** Opening Source data block **

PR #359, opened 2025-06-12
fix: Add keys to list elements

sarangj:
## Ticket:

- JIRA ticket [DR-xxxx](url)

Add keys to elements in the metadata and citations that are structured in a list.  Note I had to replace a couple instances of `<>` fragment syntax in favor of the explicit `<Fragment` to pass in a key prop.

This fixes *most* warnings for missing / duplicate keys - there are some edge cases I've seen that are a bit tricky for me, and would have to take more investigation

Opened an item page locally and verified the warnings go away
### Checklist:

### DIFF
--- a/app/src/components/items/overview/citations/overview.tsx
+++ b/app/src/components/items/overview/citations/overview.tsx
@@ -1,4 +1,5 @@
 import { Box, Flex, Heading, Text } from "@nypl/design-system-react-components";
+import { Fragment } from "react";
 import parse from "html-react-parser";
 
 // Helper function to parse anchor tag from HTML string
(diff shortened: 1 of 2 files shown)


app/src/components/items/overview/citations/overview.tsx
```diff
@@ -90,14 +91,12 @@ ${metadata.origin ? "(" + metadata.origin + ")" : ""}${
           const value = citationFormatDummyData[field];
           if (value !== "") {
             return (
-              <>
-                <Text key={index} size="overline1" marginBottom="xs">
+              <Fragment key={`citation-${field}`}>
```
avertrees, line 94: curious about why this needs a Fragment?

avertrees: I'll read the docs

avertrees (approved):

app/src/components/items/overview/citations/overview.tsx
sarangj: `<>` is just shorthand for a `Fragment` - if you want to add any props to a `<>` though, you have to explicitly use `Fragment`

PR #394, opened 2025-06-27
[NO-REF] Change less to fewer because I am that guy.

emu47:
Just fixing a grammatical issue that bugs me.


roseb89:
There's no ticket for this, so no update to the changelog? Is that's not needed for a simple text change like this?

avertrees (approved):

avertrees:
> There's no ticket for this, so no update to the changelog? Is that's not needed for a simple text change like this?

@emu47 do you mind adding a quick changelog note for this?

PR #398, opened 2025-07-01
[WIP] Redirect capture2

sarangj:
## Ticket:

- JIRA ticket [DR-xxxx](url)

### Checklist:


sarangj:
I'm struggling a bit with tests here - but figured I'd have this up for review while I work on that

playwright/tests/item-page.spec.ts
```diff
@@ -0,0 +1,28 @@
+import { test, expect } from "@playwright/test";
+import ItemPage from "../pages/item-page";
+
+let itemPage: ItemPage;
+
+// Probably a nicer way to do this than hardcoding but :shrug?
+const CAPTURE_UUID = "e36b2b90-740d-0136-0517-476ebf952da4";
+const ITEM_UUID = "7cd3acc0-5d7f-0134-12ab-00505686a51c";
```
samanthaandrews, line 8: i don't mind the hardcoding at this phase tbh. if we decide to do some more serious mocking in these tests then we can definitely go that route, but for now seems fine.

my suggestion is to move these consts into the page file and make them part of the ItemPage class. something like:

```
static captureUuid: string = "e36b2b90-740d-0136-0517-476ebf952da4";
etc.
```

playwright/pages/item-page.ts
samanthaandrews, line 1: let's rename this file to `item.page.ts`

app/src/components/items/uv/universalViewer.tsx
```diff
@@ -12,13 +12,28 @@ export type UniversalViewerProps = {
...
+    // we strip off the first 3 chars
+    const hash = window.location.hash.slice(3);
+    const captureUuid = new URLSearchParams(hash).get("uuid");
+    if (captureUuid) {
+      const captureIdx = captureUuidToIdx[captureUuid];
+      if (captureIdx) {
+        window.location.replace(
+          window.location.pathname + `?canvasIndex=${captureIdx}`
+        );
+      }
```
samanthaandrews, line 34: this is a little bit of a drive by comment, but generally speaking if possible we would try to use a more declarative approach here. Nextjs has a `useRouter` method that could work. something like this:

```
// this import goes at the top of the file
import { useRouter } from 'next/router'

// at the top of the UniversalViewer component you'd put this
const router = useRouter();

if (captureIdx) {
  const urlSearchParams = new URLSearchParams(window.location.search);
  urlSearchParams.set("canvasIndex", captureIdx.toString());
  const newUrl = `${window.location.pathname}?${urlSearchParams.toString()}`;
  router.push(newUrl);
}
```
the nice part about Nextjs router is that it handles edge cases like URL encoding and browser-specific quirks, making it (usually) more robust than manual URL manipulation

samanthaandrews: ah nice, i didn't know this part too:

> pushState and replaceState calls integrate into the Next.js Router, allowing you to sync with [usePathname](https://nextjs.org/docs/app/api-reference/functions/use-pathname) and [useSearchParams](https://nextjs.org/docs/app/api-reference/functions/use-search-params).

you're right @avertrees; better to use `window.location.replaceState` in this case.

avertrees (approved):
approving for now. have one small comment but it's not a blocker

** Closing Source data block **

▸ **What needs to be done**: For this exercise, please copy exactly the lines from the one holding "playwright/pages/item-page.ts" through the end of the records, the first and last included.

▸ **Task output**:
playwright/pages/item-page.ts
samanthaandrews, line 1: let's rename this file to `item.page.ts`

app/src/components/items/uv/universalViewer.tsx
```diff
@@ -12,13 +12,28 @@ export type UniversalViewerProps = {
...
+    // we strip off the first 3 chars
+    const hash = window.location.hash.slice(3);
+    const captureUuid = new URLSearchParams(hash).get("uuid");
+    if (captureUuid) {
+      const captureIdx = captureUuidToIdx[captureUuid];
+      if (captureIdx) {
+        window.location.replace(
+          window.location.pathname + `?canvasIndex=${captureIdx}`
+        );
+      }
```
samanthaandrews, line 34: this is a little bit of a drive by comment, but generally speaking if possible we would try to use a more declarative approach here. Nextjs has a `useRouter` method that could work. something like this:

```
// this import goes at the top of the file
import { useRouter } from 'next/router'

// at the top of the UniversalViewer component you'd put this
const router = useRouter();

if (captureIdx) {
  const urlSearchParams = new URLSearchParams(window.location.search);
  urlSearchParams.set("canvasIndex", captureIdx.toString());
  const newUrl = `${window.location.pathname}?${urlSearchParams.toString()}`;
  router.push(newUrl);
}
```
the nice part about Nextjs router is that it handles edge cases like URL encoding and browser-specific quirks, making it (usually) more robust than manual URL manipulation

samanthaandrews: ah nice, i didn't know this part too:

> pushState and replaceState calls integrate into the Next.js Router, allowing you to sync with [usePathname](https://nextjs.org/docs/app/api-reference/functions/use-pathname) and [useSearchParams](https://nextjs.org/docs/app/api-reference/functions/use-search-params).

you're right @avertrees; better to use `window.location.replaceState` in this case.

avertrees (approved):
approving for now. have one small comment but it's not a blocker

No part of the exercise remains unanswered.